╔══
PR #4184, opened 2024-03-31
feat(language-service): drag and drop import respects tsconfig path aliases

### LINKED ISSUE #4125: [Feature] Drag and Drop Component Import respects tsconfig path aliases
When tsconfig is configured with `"paths": { "@/*": ["src/*"] }`, drag `/src/components/HelloWorld.vue` into `/src/App.vue` and it should be imported` @/components/HelloWorld.vue` instead of `./components/HelloWorld.vue`.

johnsoncodehk:
Closes #4125

TODO:

- [x] Respect `typescript.preferences.importModuleSpecifier` setting


packages/typescript-plugin/lib/requests/getImportPathForFile.ts
```diff
@@ -1,14 +1,66 @@
...
+		): {
+			getModuleSpecifierForBestExportInfo(
+				exportInfo: readonly SymbolExportInfo[],
+				symbolName: string,
+				position: number,
+				isValidTypeOnlyUseSite: boolean,
+				fromCacheOnly?: boolean
+			): { exportInfo?: SymbolExportInfo, moduleSpecifier: string, computedWithoutCacheCount: number; } | undefined;
+		};
+	} = (ts as any).codefix;
```
newVincentFong, line 47: How does it work? 🧐
Will `typescript` secretly export some internal services?

johnsoncodehk: Yes, some APIs are not exposed in dts.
╚══
- TASK OBJECTIVE
Using the records above, select and copy every line that has the word "boolean".

- TASK SOLUTION
+				isValidTypeOnlyUseSite: boolean,
+				fromCacheOnly?: boolean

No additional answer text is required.